◆ Data listing
PR #1268, opened 2026-07-02
Support more date/time functions in BodoSQL C++ backend

dmsa-or:

More date/time functions are supported in the C++ backend, including `NEXT_DAY`/`PREVIOUS_DAY`, `DAYOFWEEKISO`, `YEAROFWEEK`, `YEAROFWEEKISO`, `YEARWEEK`, `STR_TO_DATE`.
This also fixes the 2-argument form of DATEADD when the input is an interval type.

## Testing strategy

PR CI and Nightly

## Checklist

### DIFF
--- a/BodoSQL/bodosql/plan_conversion.py
+++ b/BodoSQL/bodosql/plan_conversion.py
@@ -577,26 +577,25 @@ def java_call_to_python_call(ctx, java_call, input_plan):
                     nano_scale_expr = ConstantExpression(
                         int_empty, input_plan, 86_400_000_000_000
                     )
+
+                    return ArrowScalarFuncExpression(
+                        out_empty,
+                        [
+                            date_expr,
+                            amount_expr,
+                            ConstantExpression(int_empty, input_plan, 0),
+                            nano_scale_expr,
+                        ],
+                        "bodo_dateadd",
+                        (),
+                    )
                 else:
                     # Assume we have an interval type (e.g. a MonthDayNanoInterval tuple or duration type).
-                    # Get nanoseconds from interval literal by casting to int64.
-                    amount_expr = CastExpression(
-                        pd.Series(dtype=pd.ArrowDtype(pa.int64())), amount_expr
+                    # Add the interval via ArithOpExpression, which should use DuckDB's calendar-aware
+                    # interval arithmetic as long as amount_expr is a ConstantExpression.
+                    return ArithOpExpression(
+                        out_empty, date_expr, amount_expr, "__add__"
                     )
-                    # nano_scale is 1 since we are already in units of nanoseconds
-                    nano_scale_expr = ConstantExpression(int_empty, input_plan, 1)
-
-                return ArrowScalarFuncExpression(
-                    out_empty,
-                    [
-                        date_expr,
-                        amount_expr,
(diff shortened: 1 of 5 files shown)


BodoSQL/bodosql/tests/test_datetime_fns.py
```diff
@@ -3317,23 +3301,7 @@ def test_date_trunc_unquoted_timeunit(dt_fn_dataframe, memory_leak_check):
     )
 
 
-@pytest.mark.tz_aware
```
IsaacWarren, line 3320: Why remove this?

IsaacWarren (approved):

BodoSQL/bodosql/tests/test_datetime_fns.py
dmsa-or: There's an identical test with the same name below.

BodoSQL/bodosql/plan_conversion.py
```diff
@@ -460,13 +565,30 @@ def java_call_to_python_call(ctx, java_call, input_plan):
...
+                        int_empty, input_plan, 86_400_000_000_000
+                    )
+                else:
+                    # Assume we have an interval type (e.g. a MonthDayNanoInterval tuple or duration type).
+                    # Get nanoseconds from interval literal by casting to int64.
+                    amount_expr = CastExpression(
+                        pd.Series(dtype=pd.ArrowDtype(pa.int64())), amount_expr
+                    )
+                    # nano_scale is 1 since we are already in units of nanoseconds
+                    nano_scale_expr = ConstantExpression(int_empty, input_plan, 1)
```
dmsa-or: Does this work for intervals that include months? I see we convert MonthDayNanoInterval to duration('ns') elsewhere, but could this lead to problems? What's the best way to add months to a date in Arrow?

dmsa-or: @IsaacWarren

IsaacWarren: I think we were using duckdbs interval so it's calendar aware, I don't think arrow intervals are calendar aware iirc

dmsa-or: Don't you lose calendar awareness by converting to nanoseconds like in the snippet above? Maybe I should instead use `ArithOpExpression` `__add__` instead of `bodo_dateadd` if the argument is already an interval type. Or does that go straight to Arrow?

ehsantn (approved):
Thanks @dmsa-or.

BodoSQL/bodosql/plan_conversion.py
IsaacWarren: I'm not sure off the top of my head, I think bodo_dateadd supports intervals. Yes, converting to nanoseconds loses calendar awareness

dmsa-or: To me it looks like `ArithOpExpression` `__add__` for interval types turns into `PhysicalCalendarIntervalExpression` which uses DuckDB for the calculation, so I've switched to that. `bodo_dateadd` does not appear to support interval types, at least not in a calendar-aware way.

IsaacWarren (approved):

◆ What the task requires
The answer must consist of each line from the data that includes the string "duration".

◆ Answer to this problem
                     # Assume we have an interval type (e.g. a MonthDayNanoInterval tuple or duration type).
+                    # Assume we have an interval type (e.g. a MonthDayNanoInterval tuple or duration type).
dmsa-or: Does this work for intervals that include months? I see we convert MonthDayNanoInterval to duration('ns') elsewhere, but could this lead to problems? What's the best way to add months to a date in Arrow?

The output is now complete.